La grève des agents de sûreté aéroportuaire, en décembre, a eu un retentissement national. Les salariés de plusieurs sociétés du secteur, répartis dans plusieurs aéroports du pays, sont passés à l’action simultanément et ont reconduit la grève dix jours de suite. A la faveur du rapport de force qui s’est ainsi créé, une majorité des agents de sûreté a suivi l’appel à la grève. Des salariés d’entreprises non grévistes, au début, ainsi que d’aéroports non touchés par le mouvement, se sont au fur et à mesure joints à la bataille, sentant que « c’était le moment » : Roissy, Lyon, Toulouse, Nice, Mulhouse, etc. Il y avait plus de 50 % de grévistes au niveau national. La préparation et l’élargissement de cette grève ont été exemplaires.

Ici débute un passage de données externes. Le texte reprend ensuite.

PR #3000, opened 2019-03-13
Support custom currency length

### LINKED ISSUE #996: [Crypto] Enable Currency Abbreviations with More than 3 Characters

### LINKED ISSUE #2874: Custom Account Currenty has a limitation on its length
#### Expected Behavior

Custom Account currency should accept any custom currency with different length. For example, Binance uses USDT (pegged currency) as account curreny.

#### Actual Behavior

I setup an Account curreny using
`SetAccountCurrency("USDT");`
And get an ArgumentException "Cash symbols must be exactly 3 characters."

#### Reproducing the Problem

Use any Binance account to replicate the problem.

#### Checklist

Adalyat:
#### Description

Parse crypto symbols using symbol properties db. Using entries from this db we can identify base and quote currencies for each symbol.

#### Related Issue

Closes #996
Closes #2874

#### Motivation and Context

It allows us to support new brokerages with different currencies including stable coins that can have length different from 3 (i.e. USDT, USDC etc) 

Autotests; manual testing

#### Types of changes

#### Checklist:

### DIFF
--- a/Common/Extensions.cs
+++ b/Common/Extensions.cs
@@ -1388,10 +1388,10 @@ namespace QuantConnect
         }
 
         /// <summary>
-        /// Safely remove ending
+        /// Returns a new string in which specified ending in the current instance is removed.
         /// </summary>
-        /// <param name="s"></param>
-        /// <param name="ending"></param>
+        /// <param name="s">original string value</param>
+        /// <param name="ending">the string to be removed</param>
         /// <returns></returns>
         public static string RemoveFromEnd(this string s, string ending)
         {
--- a/Common/Extensions.cs
+++ b/Common/Extensions.cs
@@ -1386,5 +1386,23 @@ namespace QuantConnect
         {
             task.ConfigureAwait(false).GetAwaiter().GetResult();
         }
+
+        /// <summary>
+        /// Safely remove ending
+        /// </summary>
+        /// <param name="s"></param>
+        /// <param name="ending"></param>
+        /// <returns></returns>
+        public static string RemoveFromEnd(this string s, string ending)
+        {
+            if (s.EndsWith(ending))
+            {
+                return s.Substring(0, s.Length - ending.Length);
+            }
+            else
+            {
+                return s;
+            }
+        }
     }
 }
--- a/Common/Securities/Crypto/Crypto.cs
+++ b/Common/Securities/Crypto/Crypto.cs
@@ -19,6 +19,7 @@ using QuantConnect.Orders.Fees;
 using QuantConnect.Orders.Fills;
 using QuantConnect.Orders.Slippage;
 using QuantConnect.Securities.Forex;
+using System;
 
 namespace QuantConnect.Securities.Crypto
 {
@@ -58,9 +59,15 @@ namespace QuantConnect.Securities.Crypto
             Holdings = new CryptoHolding(this, currencyConverter);
 
             // decompose the symbol into each currency pair
-            string baseCurrencySymbol, quoteCurrencySymbol;
-            Forex.Forex.DecomposeCurrencyPair(config.Symbol.Value, out baseCurrencySymbol, out quoteCurrencySymbol);
-            BaseCurrencySymbol = baseCurrencySymbol;
+            string quoteCurrencySymbol = symbolProperties.QuoteCurrency;
+            if (config.Symbol.Value.EndsWith(quoteCurrencySymbol))
+            {
+                BaseCurrencySymbol = config.Symbol.Value.RemoveFromEnd(quoteCurrencySymbol);
+            }
+            else
+            {
+                throw new InvalidOperationException($"symbol doesn't end with {quoteCurrencySymbol}");
+            }
         }
 
         /// <summary>
@@ -93,9 +100,15 @@ namespace QuantConnect.Securities.Crypto
             Holdings = new CryptoHolding(this, currencyConverter);
 
             // decompose the symbol into each currency pair
-            string baseCurrencySymbol, quoteCurrencySymbol;
-            Forex.Forex.DecomposeCurrencyPair(symbol.Value, out baseCurrencySymbol, out quoteCurrencySymbol);
-            BaseCurrencySymbol = baseCurrencySymbol;
+            string quoteCurrencySymbol = symbolProperties.QuoteCurrency;
+            if (symbol.Value.EndsWith(quoteCurrencySymbol))
+            {
+                BaseCurrencySymbol = symbol.Value.RemoveFromEnd(quoteCurrencySymbol);
+            }
+            else
+            {
+                throw new InvalidOperationException($"symbol doesn't end with {quoteCurrencySymbol}");
+            }
         }
 
         /// <summary>
--- a/Common/Securities/Crypto/Crypto.cs
+++ b/Common/Securities/Crypto/Crypto.cs
@@ -59,15 +59,9 @@ namespace QuantConnect.Securities.Crypto
             Holdings = new CryptoHolding(this, currencyConverter);
 
             // decompose the symbol into each currency pair
-            string quoteCurrencySymbol = symbolProperties.QuoteCurrency;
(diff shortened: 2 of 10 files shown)


Common/Extensions.cs
```diff
@@ -1304,5 +1304,23 @@ public static void SynchronouslyAwaitTask(this Task task)
         {
             task.ConfigureAwait(false).GetAwaiter().GetResult();
         }
+
+        /// <summary>
+        /// Safely remove ending
+        /// </summary>
+        /// <param name="s"></param>
+        /// <param name="ending"></param>
+        /// <returns></returns>
```
Martin-Molinero: This method is missing some of the documentation

Tests/Common/Securities/Cryptos/CryptoTests.cs
```diff
@@ -0,0 +1,75 @@
...
+    [TestFixture]
+    public class CryptoTests
+    {
+        private static TimeKeeper TimeKeeper
+        {
+            get { return new TimeKeeper(DateTime.Now, new[] { TimeZones.NewYork }); }
+        }
+
+        [Test]
+        [TestCase("BTCUSD", "USD")]
```
Martin-Molinero: Maybe it would be good to add a test with some crypto whose quote currency isn't `USD`

Common/Securities/Crypto/Crypto.cs
```diff
@@ -58,9 +59,15 @@ public Crypto(SecurityExchangeHours exchangeHours, Cash quoteCurrency, Subscript
...
-            BaseCurrencySymbol = baseCurrencySymbol;
+            string quoteCurrencySymbol = symbolProperties.QuoteCurrency;
+            if (config.Symbol.Value.EndsWith(quoteCurrencySymbol))
+            {
+                BaseCurrencySymbol = config.Symbol.Value.RemoveFromEnd(quoteCurrencySymbol);
+            }
+            else
+            {
+                throw new InvalidOperationException($"symbol doesn't end with {quoteCurrencySymbol}");
+            }
```
Martin-Molinero: Maybe we could move this into its own method, similar to `Forex.DecomposeCurrencyPair` and add some unit tests for it, verifying different Crypto pair cases

Common/Securities/SymbolPropertiesDatabase.cs
```diff
@@ -35,6 +35,34 @@ private SymbolPropertiesDatabase(IReadOnlyDictionary<SecurityDatabaseKey, Symbol
...
+
+        /// <summary>
+        /// Check whether symbol properties exists for the specified market/symbol/security-type
+        /// </summary>
+        /// <param name="market">The market the exchange resides in, i.e, 'usa', 'fxcm', ect...</param>
+        /// <param name="symbol">The particular symbol being traded (Symbol class)</param>
+        /// <param name="securityType">The security type of the symbol</param>
+        public bool ContainsKey(string market, Symbol symbol, SecurityType securityType)
+        {
+            var stringSymbol = symbol == null ? string.Empty :
```
Martin-Molinero: There is a `public static MarketHoursDatabase.GetDatabaseSymbolKey()` that handles this logic, maybe it would be better to directly call it instead

Martin-Molinero:
Please verify that for Crypto the new `Decomposer` is used instead of the `Forex.DecomposeCurrencyPair`/or the old way, example https://github.com/QuantConnect/Lean/blob/master/Brokerages/Oanda/OandaBrokerage.cs#L155 should be replaced too, else will cause runtime errors

Adalyat:
> Please verify that for Crypto the new `Decomposer` is used instead of the `Forex.DecomposeCurrencyPair`/or the old way, example https://github.com/QuantConnect/Lean/blob/master/Brokerages/Oanda/OandaBrokerage.cs#L155 should be replaced too, else will cause runtime errors

I've checked all `Forex.DecomposeCurrencyPair` references and can't see where I need to replace it including what you mentioned. Firstly, the line you highlighted under `SecurityType.Forex` condition so `Forex.DecomposeCurrencyPair` can be applied successfully here, isn't it?
Secondly, `Crypto.DecomposeCurrencyPair` will depend on SecurityProperties to get quoteCurrency properly, that's why it's difficult to use it everywhere.

Common/Securities/Crypto/Crypto.cs
Adalyat: I'm okay with that. Does it mean that this new method should accept symbol and symbolProperties? The main problem having symbol props is strong restriction and usually, to my knowledge, its not available everywhere

Martin-Molinero:
> I've checked all Forex.DecomposeCurrencyPair references and can't see where I need to replace it including what you mentioned. Firstly, the line you highlighted under SecurityType.Forex condition so Forex.DecomposeCurrencyPair can be applied successfully here, isn't it?
Secondly, Crypto.DecomposeCurrencyPair will depend on SecurityProperties to get quoteCurrency properly, that's why it's difficult to use it everywhere.

Firstly -> Your right! sorry about that.
Secondly -> Agree, that's why I was mentioning its important to verify/detect specifically where _everywhere_ is (_if any case_), so we can find a way around it, maybe even finding another source of the quote/base currency -> for example the `Crypto/Forex` `Security` have the data (see `IBaseCurrencySymbol`).

Common/Securities/Crypto/Crypto.cs
Martin-Molinero: Agree, replied extensively in https://github.com/QuantConnect/Lean/pull/3000#issuecomment-475625604

Common/Securities/SecurityService.cs
```diff
@@ -61,13 +62,17 @@ public class SecurityService : ISecurityService
...
-            if (symbol.ID.SecurityType == SecurityType.Forex || symbol.ID.SecurityType == SecurityType.Crypto)
+            if (symbol.ID.SecurityType == SecurityType.Forex)
             {
                 defaultQuoteCurrency = symbol.Value.Substring(3);
             }
 
-            var symbolProperties = _symbolPropertiesDatabase.GetSymbolProperties(symbol.ID.Market, symbol, symbol.ID.SecurityType, defaultQuoteCurrency);
+            if (symbol.ID.SecurityType == SecurityType.Crypto && !_symbolPropertiesDatabase.ContainsKey(symbol.ID.Market, symbol, symbol.ID.SecurityType))
+            {
+                throw new ArgumentException($"symbol can't be found in csv: {symbol.Value}");
```
jaredbroad: Please update to "Symbol can't be found in the Symbol Properties Database:" + the unit test case

Adalyat: Done

Common/Securities/Crypto/Crypto.cs
```diff
@@ -111,5 +112,25 @@ public Crypto(Symbol symbol, SecurityExchangeHours exchangeHours, Cash quoteCurr
...
+        public static void DecomposeCurrencyPair(Symbol symbol, SymbolProperties symbolProperties, out string baseCurrency, out string quoteCurrency)
+        {
+            quoteCurrency = symbolProperties.QuoteCurrency;
+            if (symbol.Value.EndsWith(quoteCurrency))
+            {
+                baseCurrency = symbol.Value.RemoveFromEnd(quoteCurrency);
+            }
+            else
+            {
+                throw new InvalidOperationException($"symbol doesn't end with {quoteCurrency}");
```
jaredbroad: Perhaps to maintain backward compatibility for if not in SymbolDB? 
`Forex.Forex.DecomposeCurrencyPair(symbol.Value, out baseCurrency, out quoteCurrency);`

jaredbroad:
Merging but suggest we think about rejigging this implementation from IF branches to layered attempts:

1) Use the separator character in ticker string if the user provides one.
2) Use Symbol DB if we find it in the DB.
3) Fall back on using the current 6 character split if 1,2 fail to provide viable options.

Les agents de sûreté sont mal payés et beaucoup subissent le temps partiel. Les conditions de travail sont dures, les tâches stressantes et répétitives. Les salariés travaillent en horaires décalés avec des plannings modifiés en permanence. La précarité est très forte, y compris pour les CDI, car les marchés de la sûreté sont remis en cause tous les trois ans. Les revendications des grévistes – l’amélioration des conditions de travail et 200 euros d’augmentation du salaire de base mensuel – ont donc naturellement rencontré un très large écho.

Le gouvernement ne voit jamais d’un bon œil se développer un grand mouvement social. C’est pourquoi il est intervenu si brutalement dans ce conflit. Sur son ordre, le préfet de Roissy a autorisé le détachement de salariés hollandais d’une filiale de Securitas. Il a également fait procéder au remplacement des grévistes par les forces de l’ordre. Toutefois, en affaiblissant l’impact de la grève sur le transport aérien, le gouvernement la renforçait sur le plan moral. L’un des principaux syndicats de la police, SGP-FO, a déclaré que la police « n’a pas vocation à briser les grèves ». La défense du droit de grève a renforcé le soutien de l’opinion publique au mouvement. Les interventions de Marie-George Buffet, Pierre Laurent et Jean Luc Mélenchon, qui se sont rendus à Roissy, ont aussi contribué à cette bataille.

Les conséquences de la privatisation

La privatisation de ce secteur, il y a 10 ans, s’est traduite par une mise en concurrence des salariés dans des batailles d’appels d’offre. Elle a tiré les salaires et les conditions de travail vers le bas. L’Union Locale CGT de Roissy s’est déclarée pour un statut public des salariés de la sûreté – et a dénoncé, au cours de la grève, « le rôle parasitaire des entreprises privées » qui défendent leurs profits au détriment des salariés et de la mission de service public. Dans un communiqué de soutien, le PCF a mis en avant les conséquences désastreuses de la privatisation de la sûreté.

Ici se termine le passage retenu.